Department of Psychiatry and Psychology, School for Mental Health and Neuroscience, EURON, Maastricht University Medical Centre, Maastricht, the Netherlands.
Faculty of Psychology and Educational Sciences, Laboratory of Biological Psychology, University of Leuven, Leuven, Belgium.
Neuropsychopharmacology. 2020 Feb;45(3):534-541. doi: 10.1038/s41386-019-0467-8. Epub 2019 Jul 28.

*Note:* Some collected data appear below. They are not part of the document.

Issue #1389, opened 2018-10-30
Tensorflow 1.8 & 1.9 suppport


BernardinD:
Are the Tensorflow versions after 1.7 supported? I have been trying to run a graph in Unity that was trained in Tensorflow 1.9. I tried converting it using the script segment in the Readme but it gives me an error: "TypeError: names_to_saveables must be a dict mapping string names to Tensors/Variables. Not a variable: Tensor("BoxPredictor_0/BoxEncodingPredictor/biases:0", shape=(12,), dtype=float32". Any suggestions?

Thx in advance

xiaomaogy:
Hi @BernardinD , currently we don't have any plan to support TensorFlow after 1.7.1. So the best way would be to stick with the 1.7 version. Just curious, what is your use case for Tensorflow 1.9?  I understand newer version is always better, but just wondering what are the things you can can't do on 1.7.

SetoKaiba:
@xiaomaogy Only 1.8 and later with ROCm support can run on AMD GPU. Maybe it can be a reason why 1.8 support is needed.

Amanpradhan:
@BernardinD  How did you convert your graph from tensorflow 1.9 to 1.7?

BernardinD:
@Amanpradhan I believe all that is needed is that you roll back your _models_ to a time corresponding with 1.7

SetoKaiba:
Bump this again. Tensorflow GPU 1.7.1 is working with cuda 9.0 & cudnn 7.0 while Octane for Unity is working with newer cuda version & cudnn 7.4.1.

SetoKaiba:
Ok. I found that I updated the driver and it's working well. Anyway, TensorFlow 2.0 is released. It would be great to support it. There're many improvements.

SetoKaiba:
@xiaomaogy Could you please have a look at it? I updated the ml-agents python part to TF 2.0. It's almost working except for a problem I can't find out the reason cause it. Here's my repo and output.
(https://github.com/SetoKaiba/ml-agents/tree/tf2)

> (ml-agents-2) E:\Seto\GitHub\Unity-Technologies\ml-agents>mlagents-learn config\trainer_config.yaml --train
> 
> 
>                         ▄▄▄▓▓▓▓
>                    ╓▓▓▓▓▓▓█▓▓▓▓▓
>               ,▄▄▄m▀▀▀'  ,▓▓▓▀▓▓▄                           ▓▓▓  ▓▓▌
[...]

PR #1917, opened 2019-04-09
Fix subprocess model saving on Windows

harperj:
On Windows the interrupt for subprocesses works in a different
way from OSX/Linux. The result is that child subprocesses and
their pipes may close while the parent process is still running
during a keyboard (ctrl+C) interrupt.

To handle this, this change adds handling for EOFError and
BrokenPipeError exceptions when interacting with subprocess
environments. Additional management is also added to be sure
when using parallel runs using the "num-runs" option that
the threads for each run are joined and KeyboardInterrupts are
handled.

These changes made the "_win_handler" we used to specially
manage interrupts on Windows unnecessary, so they have been
removed.

Brought up in #1389, follow up to #1912.

### DIFF
--- a/ml-agents-envs/mlagents/envs/subprocess_environment.py
+++ b/ml-agents-envs/mlagents/envs/subprocess_environment.py
@@ -27,15 +27,24 @@ class UnityEnvWorker(NamedTuple):
     conn: Connection
 
     def send(self, name: str, payload=None):
-        cmd = EnvironmentCommand(name, payload)
-        self.conn.send(cmd)
+        try:
+            cmd = EnvironmentCommand(name, payload)
+            self.conn.send(cmd)
+        except (BrokenPipeError, EOFError):
+            raise KeyboardInterrupt
 
     def recv(self) -> EnvironmentResponse:
-        response: EnvironmentResponse = self.conn.recv()
-        return response
+        try:
+            response: EnvironmentResponse = self.conn.recv()
+            return response
+        except (BrokenPipeError, EOFError):
+            raise KeyboardInterrupt
 
     def close(self):
-        self.conn.send(EnvironmentCommand("close"))
+        try:
+            self.conn.send(EnvironmentCommand('close'))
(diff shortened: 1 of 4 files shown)


ml-agents-envs/mlagents/envs/subprocess_environment.py
```diff
@@ -27,15 +27,24 @@ class UnityEnvWorker(NamedTuple):
...
+            raise KeyboardInterrupt
 
     def recv(self) -> EnvironmentResponse:
-        response: EnvironmentResponse = self.conn.recv()
-        return response
+        try:
+            response: EnvironmentResponse = self.conn.recv()
+            return response
+        except (BrokenPipeError, EOFError):
+            raise KeyboardInterrupt
```
xiaomaogy: Why do you raise KeyboardInterrupt here?

xiaomaogy:
Also have you tested the following things on both Windows and Linux?

1. Editor training
2. ctrl+c interrupt, model and summaries gets saved. 
3. Training ends normally, model and summaries gets saved. 
4. --num-runs still works correctly.

ml-agents-envs/mlagents/envs/subprocess_environment.py
harperj: This should really probably be some custom exception, but in our case KeyboardInterrupt is a proxy for training being interrupted.  This is actually being sent from the main process which has the trainer and SubprocessUnityEnvironment.  If the pipe is broken or we receive an EOF, it means the worker has died before we told it to close -- this means either a keyboard interrupt happened (like on Windows) and the worker died before the main process or the environment process was manually destroyed, etc.  This way we'll still save the model.

harperj:
@xiaomaogy I've tested on Windows and OSX, and we'll further test on Linux shortly for the release checklist.

SetoKaiba:
Thank you. All the stuff is working now. I'll merge into my TF 2.0 branch to see whether it's working correctly.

Extinction learning is assumed to represent a core mechanism underlying exposure therapy. Empirical evaluations of this assumption, however, are largely lacking. The current study investigated whether neural activations and self-report outcomes during extinction learning and extinction recall could specifically predict exposure therapy response in specific phobia. In this double-blind randomized controlled trial, individuals with spider phobia (N = 45; female/male = 41/4) were on group basis randomly allocated to exposure therapy (n = 25; female/male = 24/1) or progressive muscle relaxation (PMR; n = 20; female/male = 17/3). Intervention effects were measured with the Fears of Spiders questionnaire. Participants also underwent a three-day fear conditioning, extinction learning, and extinction recall paradigm during functional magnetic resonance imaging at baseline. Extinction outcomes were self-reported fear and threat expectancy, and neural responses during conditioned stimulus processing and during extinction-related prediction errors (US omissions) in regions of interest (ventromedial prefrontal cortex (vmPFC) and nucleus accumbens). Results showed that exposure therapy resulted in stronger symptom reductions than PMR (Cohen's d = 0.90). Exposure therapy response was specifically predicted by prediction-error related vmPFC activation during early extinction. There were also indications vmPFC activations during conditioned safety stimulus processing at early extinction predicted therapy outcome. Neural activations during extinction recall and self-report data did however not predict therapy outcome. These findings indicate that exposure therapy may rely on neural extinction learning processes. Prediction errors are thought to drive the extinction learning process, and prediction error-related vmPFC activation specifically predicted therapy outcome. The extent to which vmPFC processes safety signals may additionally be predictive of exposure therapy response, but the specificity is less clear.
灭绝学习被认为是暴露疗法的核心机制。然而,对这一假设的实证评估在很大程度上是缺乏的。本研究调查了在特定恐惧症中,灭绝学习和灭绝回忆期间的神经激活和自我报告结果是否可以特异性地预测暴露疗法的反应。在这项双盲随机对照试验中,蜘蛛恐惧症患者(N=45;女性/男性=41/4)按组随机分配到暴露疗法组(n=25;女性/男性=24/1)或渐进性肌肉松弛组(PMR;n=20;女性/男性=17/3)。干预效果用蜘蛛恐惧问卷来衡量。参与者还在基线时接受了为期三天的恐惧条件反射、灭绝学习和灭绝回忆范式的功能性磁共振成像。灭绝结果是自我报告的恐惧和威胁预期,以及在条件刺激处理和与灭绝相关的预测误差(US 遗漏)期间的神经反应,在感兴趣的区域(腹内侧前额叶皮层(vmPFC)和伏隔核)。结果表明,暴露疗法比 PMR 产生更强的症状减轻(Cohen's d=0.90)。暴露疗法的反应与早期灭绝期间与预测误差相关的 vmPFC 激活特异性相关。也有迹象表明,早期灭绝期间条件性安全刺激处理期间的 vmPFC 激活预测了治疗结果。然而,灭绝回忆和自我报告数据的神经激活并不能预测治疗结果。这些发现表明,暴露疗法可能依赖于神经灭绝学习过程。预测误差被认为驱动灭绝学习过程,与预测误差相关的 vmPFC 激活特异性预测了治疗结果。vmPFC 过程安全信号的程度可能也可以预测暴露疗法的反应,但特异性不太清楚。